Though the examples of this phenomenon are readily apparent all over the world and within all industries, a particularly fitting example is the tension between luxury goods powerhouse Moët Hennessy Louis Vuitton (LVMH) and jewelry company Tiffany & Co. LVMH is a multinational corporation headquartered in Paris, France that serves as the parent company of a wide variety of well-known luxury brands. The company has ownership of Louis Vuitton, Christian Dior, Givenchy, and others. Its next planned venture is to acquire Tiffany & Co., and a record deal between the two companies was originally announced in November of 2019. But in 2019, Tiffany’s profitability, the international business climate, and the world in general looked very different than they do now.

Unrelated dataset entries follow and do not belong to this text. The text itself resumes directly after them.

PR #233, opened 2023-03-15
library: Add Grid entry

bazylevnik0:


sonnyp (changes requested):
Good start!

We try to make Library entries nice to look at and interactive (but still comprehensible).

What about a (very) simple tic tac toe with a 3x3 grid? Since it will require some JavaScript it's also a good opportunity to showcase the APIs to work with grid.

Don't worry too much about style, we can iterate later.

src/about.js
```diff
@@ -56,6 +56,7 @@ ${getBlueprintVersion()}
     "Hari Rana (TheEvilSkeleton) https://theevilskeleton.gitlab.io",
     "Sriyansh Shivam https://linktr.ee/sonic_here",
     "Angelo Verlain https://www.vixalien.com",
+    "bazylevnik0 https://github.com/AkshayWarrier",
```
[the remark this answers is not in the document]
bazylevnik0: Yep :)

src/Library/demos/Grid/main.blp
```diff
@@ -0,0 +1,71 @@
+using Gtk 4.0;
+using Adw 1;
+
+Adw.StatusPage {
+  title: "Grid";
+  description: _("Arrange widgets in rows and columns.\n\n*Tic Tac Toe: just click to the '#' for 'x' and click again for 'o':");
```
sonnyp, line 6:
```suggestion
  description: _("Arrange widgets in rows and columns.");
```

hopefully we won't need to explain the UI :)

sonnyp (commented):
I should have been more explicit. With tic tac toe - I meant as a (very simple) game you can play against the computer.

Similar to https://playtictactoe.org/

For the UI please make each cell square.
You can use `circle-outline-thick-symbolic` and `cross-large-symbolic` icons

If you make it look like a tic tac toe - we don't need to explain :)

src/Library/demos/Grid/main.json
```diff
@@ -0,0 +1,12 @@
+{
+  "name": "Grid",
+  "category": "user_interface",
+  "description": "Allow people to perform using a grids",
+  "panels": [
+    "code",
+    "style",
+    "ui",
+    "preview"
```
sonnyp, line 9: Should be enough to see quickly what Grid is about:

```suggestion
    "ui",
    "preview"
```

sonnyp (commented):
Cool.

Regarding the design:

1. No need for edit mode
2. Have one of the cell by default O or X so that it's clear for the user what they're looking at
3. Make the cells square
4. Only show big  O / X, no background

The icons should be visible and light and dark modes - if you stick to the default color that should work fine

src/Library/demos/Grid/main.css
```diff
@@ -0,0 +1,27 @@
...
+#button01:hover,
+#button02:hover,
+#button10:hover,
+#button11:hover,
+#button12:hover,
+#button20:hover,
+#button21:hover,
+#button22:hover {
+  box-shadow: inset 0px 0px 65px #ff1493;
+}
```
sonnyp, line 26: the default `hover` is fine, you can remove this

```suggestion
```

src/Library/demos/Grid/main.css
```diff
@@ -0,0 +1,27 @@
+#button00,
+#button01,
+#button02,
+#button10,
+#button11,
+#button12,
+#button20,
+#button21,
+#button22 {
```
sonnyp, line 9: in CSS, you should use a class to to make styling reusable between different elements

```suggestion
.cell {
```

You can apply the class to each button using the `styles ['cell']` syntax

And remove `name` on all `button`

src/Library/demos/Grid/main.json
```diff
@@ -0,0 +1,10 @@
+{
+  "name": "Grid",
+  "category": "user_interface",
+  "description": "Allow people to perform using a grids",
```
sonnyp, line 4:
```suggestion
  "description": "Arrange widgets in rows and columns.",
```

src/Library/demos/Grid/main.js
```diff
@@ -0,0 +1,53 @@
...
+}
+
+let step = 1;
+function onClicked(button) {
+  //check access for user action
+  let clicked = button.get_child();
+  if (
+    clicked.icon_name !== "cross-large-symbolic" &&
+    clicked.icon_name !== "circle-outline-thick-symbolic"
+  ) {
```
sonnyp, line 25: an early return would make the function easier to read and reduce one level of indentation

something like

```suggestion
  if (clicked.icon_name) return;
```

src/Library/demos/Grid/main.js
```diff
@@ -0,0 +1,53 @@
...
+
+for (const id of button_ids) {
+  const button = workbench.builder.get_object(id);
+  button.connect("clicked", onClicked);
+}
+
+let step = 1;
+function onClicked(button) {
+  //check access for user action
+  let clicked = button.get_child();
```
sonnyp, line 21: let's name it after what it is for clarity

```suggestion
  let image = button.get_child();
```

src/Library/demos/Grid/main.js
```diff
@@ -0,0 +1,53 @@
...
+  if (
+    clicked.icon_name !== "cross-large-symbolic" &&
+    clicked.icon_name !== "circle-outline-thick-symbolic"
+  ) {
+    //store and show user action
+    clicked.icon_name = "cross-large-symbolic";
+    //calculate pc reaction
+    let pc_is_thinking = true;
+    let pc_is_thinking_row;
+    let pc_is_thinking_col;
```
sonnyp, line 31: these don't need to be scope outside the `while`

src/Library/demos/Grid/main.js
```diff
@@ -0,0 +1,53 @@
...
+      pc_is_thinking_col = "" + Math.floor(Math.random() * 3);
+      //make pc reaction if possible
+      let temp = workbench.builder.get_object(
+        "button" + pc_is_thinking_row + pc_is_thinking_col,
+      );
+      let searched = temp.get_child();
+      if (
+        searched.icon_name !== "cross-large-symbolic" &&
+        searched.icon_name !== "circle-outline-thick-symbolic"
+      ) {
```
sonnyp, line 43: ditto

src/Library/demos/Grid/main.blp
```diff
@@ -0,0 +1,90 @@
...
+  description: _("Arrange widgets in rows and columns.");
+
+ Box {
+    halign: center;
+    Grid {
+        Button button00 {
+        name: "button00";
+        layout { row: 0; column: 0; }  
+        hexpand: false;
+        Image image00{
```
sonnyp, line 15:
```suggestion
        Image {
```

you can remove all ids on image, they're not used

sonnyp (changes requested):
Looks great now!

Just a few more changes and this is ready to go.

Try to make sure the code is always easy to reason about.

sonnyp (approved):
The point if early return is that you don't need the `else` :)

I fixed it in https://github.com/sonnyp/Workbench/pull/233/commits/810fadfe75bfd6fc5de85e4c7386b465d7c73d49

Thanks for the contribution!

PR #236, opened 2023-03-16
library: Add ViewSwitcher entry

halfmexican:
Simple blueprint demo showing off the ViewSwitcher Pattern

### DIFF
--- a/src/Library/demos/View Switcher/main.blp
+++ b/src/Library/demos/View Switcher/main.blp
@@ -27,33 +27,24 @@ Adw.Window {
         icon-name: "star-filled-rounded-symbolic";
         use-underline: true;
         child:
-        Box{
-          orientation: vertical;
-          valign: center;
+        Adw.StatusPage{
+          title: bind page1.title;
+          icon-name: bind page1.icon-name;
+          child:
+          
+          Box{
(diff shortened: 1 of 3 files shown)


src/Library/demos/View Switcher/main.blp
```diff
@@ -0,0 +1,150 @@
...
+
+      Adw.ViewStackPage page3 {
+        name: "page3";
+        title: _("Notifications");
+        icon-name: "bell-symbolic";
+        badge-number: 3;
+        needs-attention: true;
+        use-underline: true;
+        child:
+        Box{
```
andyholmes, line 94: This demo would be much more helpful with a bit of code showing how to control the `Adw.ViewSwitcher` appearance by modifying the `needs-attention` and `badge-number` properties.

Something like a `Gtk.ListBox` with a number of rows matching the `badge-number`, which is updates as rows are removed (i.e. notifications marked as read).

andyholmes (changes requested):
Looks good so far! Demonstrate a little more how to interact with the `Adw.ViewSwitcher` and its good example of using the platform.

andyholmes (approved):
Very nicely done!

PR #238, opened 2023-03-17
library: Add Level Bars entry

AkshayWarrier:
Adds level bars entry.
- For continuous mode, I've tried to replicate GNOME's battery status widget
- For discrete mode, I have tried my best to eliminate edge cases. I have kept the criteria for password strength fairly loose i.e it's easy to make a strong password. This is mainly because I want all the levels to be discovered quickly. But this can be changed as per discussion.
- The colors for password strength, I haven't done separate styling for light mode/dark mode but I have chosen colors that should be equally visible in both. I can change this if need be.

Issue #69

### DIFF
--- a/src/Library/demos/Level Bars/main.blp
+++ b/src/Library/demos/Level Bars/main.blp
@@ -8,6 +8,7 @@ Adw.StatusPage {
   Box {
     orientation: vertical;
     margin-top: 24;
+    halign: center;
 
     Box {
       orientation: vertical;
@@ -21,12 +22,12 @@ Adw.StatusPage {
 
       Box {
         orientation: vertical;
-        spacing:12;
+        spacing: 12;
 
         Label {
           halign: start;
           margin-start: 12;
-          margin-top:12;
+          margin-top: 12;
           label: _("Battery");
         }
 
@@ -40,6 +41,7 @@ Adw.StatusPage {
             value: 50;
         }
         styles ["card"]
+        margin-bottom: 24;
       }
 
 
@@ -77,4 +79,3 @@ Adw.StatusPage {
     }
   }
 }
-
--- a/src/Library/demos/Level Bars/main.blp
+++ b/src/Library/demos/Level Bars/main.blp
@@ -1,0 +1,130 @@
+using Gtk 4.0;
+using Adw 1;
+Adw.Clamp{
+  Box {
+    orientation: vertical;
+    margin-top: 24;
+
+    Label {
+      label: "Level Bars";
+      margin-top: 6;
+      margin-bottom: 6;
+
+      styles [
+        "title-1",
+      ]
+    }
+
+    Label {
+      label: _("A bar widget used as a level indicator");
+      margin-top: 6;
+      margin-bottom: 24;
+    }
+
+    Box {
+      orientation: vertical;
+      vexpand: true;
+      spacing: 18;
+      margin-start: 18;
+      margin-end: 18;
+
+      Label {
+        label: _("Continuous Level Bar");
+      }
+
+      Box{
+        spacing:18;
+        halign: start;
+
+        Label {
+          label: _("Current Battery Level");
+        }
+
+        SpinButton spin_button{
+          digits:1;
+          adjustment: Gtk.Adjustment {
+            lower: 0;
+            upper: 100;
+            value:100;
+            step-increment: 5;
+          };
+        }
+      }
+
+      Box {
+        orientation: vertical;
+        spacing:12;
+
+        LevelBar bar_continuous{
+            margin-end:12;
+            margin-start:12;
+            margin-top:24;
+            min-value:0;
+            max-value:100;
+            mode: continuous;
+            value: bind spin_button.value;
+        }
+
+        Box {
+          margin-start:12;
+          margin-end:12;
+          margin-bottom:12;
+          Label{
+            label: _("Battery");
+          }
+          Label percentage_label{
+            label: "100%";
+            hexpand: true;
+            halign: end;
+          }
+        }
+        styles ["card"]
+      }
+    }
+
+    Box {
+      orientation: vertical;
+      vexpand: true;
+      spacing: 18;
+      margin-start: 18;
+      margin-end: 18;
+
+      Label {
+        label: _("Discrete Level Bar");
+      }
+
+      Label {
+        halign: start;
+        label: _("A good password uses uppercase and lowercase letters, special characters, digits and\nis atleast 8 characters long.");
+        styles ["dim-label"]
+      }
+      PasswordEntry entry {
+        placeholder-text: "Enter password";
+        show-peek-icon: true;
+      }
+      LevelBar bar_discrete {
+        min-value: 0;
+        max-value: 6;
+        mode: discrete;
+      }
+      Label label_strength{
+
+      }
+    }
+
+    Box {
+      orientation: vertical;
+      margin-bottom:24;
+
+      LinkButton {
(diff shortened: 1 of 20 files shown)


src/Library/demos/Level Bars/main.blp
```diff
@@ -0,0 +1,130 @@
...
+        SpinButton spin_button{
+          digits:1;
+          adjustment: Gtk.Adjustment {
+            lower: 0;
+            upper: 100;
+            value:100;
+            step-increment: 5;
+          };
+        }
+      }
```
sonnyp, line 52: I don't think we need this

it makes the UI harder to read and changing the value of the level is just one property away 

wdyt?

src/Library/demos/Level Bars/main.blp
```diff
@@ -0,0 +1,130 @@
...
+        spacing:12;
+
+        LevelBar bar_continuous{
+            margin-end:12;
+            margin-start:12;
+            margin-top:24;
+            min-value:0;
+            max-value:100;
+            mode: continuous;
+            value: bind spin_button.value;
```
sonnyp, line 65: yes this makes it difficult to grasp for first-timer

and the LevelBar demo should work when copy-pasted somewhere else
use a fixed value like 75%

src/Library/demos/Level Bars/main.blp
```diff
@@ -0,0 +1,130 @@
...
+          Label{
+            label: _("Battery");
+          }
+          Label percentage_label{
+            label: "100%";
+            hexpand: true;
+            halign: end;
+          }
+        }
+        styles ["card"]
```
sonnyp, line 81: nice touch :+1:

src/Library/demos/Level Bars/main.blp
```diff
@@ -0,0 +1,130 @@
...
+
+    Box {
+      orientation: vertical;
+      vexpand: true;
+      spacing: 18;
+      margin-start: 18;
+      margin-end: 18;
+
+      Label {
+        label: _("Continuous Level Bar");
```
sonnyp, line 32:
```suggestion
        label: _("Continuous");
```

src/Library/demos/Level Bars/main.blp
```diff
@@ -0,0 +1,130 @@
...
+
+        LevelBar bar_continuous{
+            margin-end:12;
+            margin-start:12;
+            margin-top:24;
+            min-value:0;
+            max-value:100;
+            mode: continuous;
+            value: bind spin_button.value;
+        }
```
sonnyp, line 66: can you add the mode explicitly? even if it's not required / default

src/Library/demos/Level Bars/main.blp
```diff
@@ -0,0 +1,130 @@
...
+        label: _("Discrete Level Bar");
+      }
+
+      Label {
+        halign: start;
+        label: _("A good password uses uppercase and lowercase letters, special characters, digits and\nis atleast 8 characters long.");
+        styles ["dim-label"]
+      }
+      PasswordEntry entry {
+        placeholder-text: "Enter password";
```
sonnyp, line 102:
```suggestion
        placeholder-text: "Choose a Password";
```

src/Library/demos/Level Bars/main.blp
```diff
@@ -0,0 +1,130 @@
...
+
+      Label {
+        label: _("Discrete Level Bar");
+      }
+
+      Label {
+        halign: start;
+        label: _("A good password uses uppercase and lowercase letters, special characters, digits and\nis atleast 8 characters long.");
+        styles ["dim-label"]
+      }
```
sonnyp, line 100: I think we don't need this either

src/Library/demos/Level Bars/main.js
```diff
@@ -0,0 +1,82 @@
...
+Very Weak- 1-3 characters long, doesn't use all valid characters
+Weak     - >=4 characters long, doesn't use all valid characters
+Moderate - 5-7 characters long, uses all valid characters once
+Strong   - >=8 characters long, uses all valid characters once
+
+Valid characters include uppercase and lowercase letters,
+special characters and digits
+*/
+
+const evaluate_strength = [
```
sonnyp, line 35: This is too complicated for a demo of Gtk.LevelBar
I think using password strength for the demo is a good idea, use the password length only :pray: 

Also https://xkcd.com/936/ :D
In general – better to use ready-made solutions for this kind of security sensitive things. For example https://github.com/dropbox/zxcvbn

sonnyp (changes requested):
Looks very good

src/Library/demos/Level Bars/main.blp
AkshayWarrier: "Choose a Password" or "Choose a password"?

src/Library/demos/Level Bars/main.blp
AkshayWarrier: I have? Unless you mean something else. I can move this up ``mode: continuous`` to make it the first property if you want.

src/Library/demos/Level Bars/main.blp
AkshayWarrier: The only problem is I won't be able to synchronize the ``percentage_label`` and level bar value when the UI is changed. They'll have to run the demo again if that's fine.

src/Library/demos/Level Bars/main.js
AkshayWarrier: I forgot about that xkcd comic :)

src/Library/demos/Level Bars/main.blp
sonnyp: Choose a Password

src/Library/demos/Level Bars/main.blp
sonnyp: Oops, i missed it.

src/Library/demos/Level Bars/main.blp
sonnyp: Do we need the % label?

AkshayWarrier: Well I wanted it to make it look like a battery widget similar to GNOME's to show how it's actually being used. I can remove it if you want.

src/Library/demos/Level Bars/main.blp
sonnyp: please don't mark conversation as resolved if you didn't reply or address the comment

src/Library/demos/Level Bars/main.blp
sonnyp: It's not about what I want - it's about pros and cons

Given the goal of Workbench/the project it's more important for the user to understand and be able to copy paste the Blueprint quickly rather than for the UI to show a spin button and label.

It still looks clear/good IMHO:

image

src/Library/demos/Level Bars/main.blp
sonnyp: Apologies – I forgot to pull, it's all good.

src/Library/demos/Level Bars/main.blp
AkshayWarrier: Hmm I'll keep that in mind 👍🏾 

I guess it's trying to find the balance between trying to make the demo easily copy-pastable and free of bloat while also making sure it looks good.

sonnyp (approved):
Thanks!

I made slight changes to use `Adw.StatusPage`, simplify a bit and warn about the password strength method being insecure to be sincere with users.

AkshayWarrier:
Thanks :)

This change resulted in an October filled with international court disputes between the two companies, initially sparked by LVMH’s announcement that it would not be able to complete the merger by the agreed-upon date of November 24, 2020. Tiffany quickly responded to this announcement with a lawsuit, which LVMH countered with a lawsuit of its own, attempting to sue Tiffany for the right to drop out of the deal entirely. Tensions are finally relaxing between them after Tiffany agreed to lower the price of the buy-out from $16 billion to around $15.8 billion. This is a relatively small discount to warrant such a hostile exchange between the two...so what else was leading LVMH to express its initial concern?

It’s no secret that Tiffany sales have plummeted in 2020. Though much of this decline can be attributed to the pandemic, LVMH insists that Tiffany itself has become a “mismanaged” business and that it no longer resembles the powerhouse it was in late 2019. Even more importantly, the initial disruption to the merger was actually fueled by the relationship between the governments of France and the U.S. Tiffany is an American company, and there were multiple concerns about increasingly harsh tariffs placed on French products by the U.S. In fact, in the wake of uncertainty created by these threats, the French government explicitly encouraged LVMH to wait until early 2021 to complete the Tiffany merger.

With new international roadblocks and the ever-present threat of disease in our world, it is hardly surprising that the entire deal began to fall through, descending into a confusing international court battle. Though LVMH and Tiffany were eventually able to reach a compromise, their struggle to arrive at this agreement makes it clear how other international deals might not end up so lucky. The issue paints a larger picture of globalization in the world of 2020: it is incredibly difficult, and whether or not this will improve in the near future remains uncertain.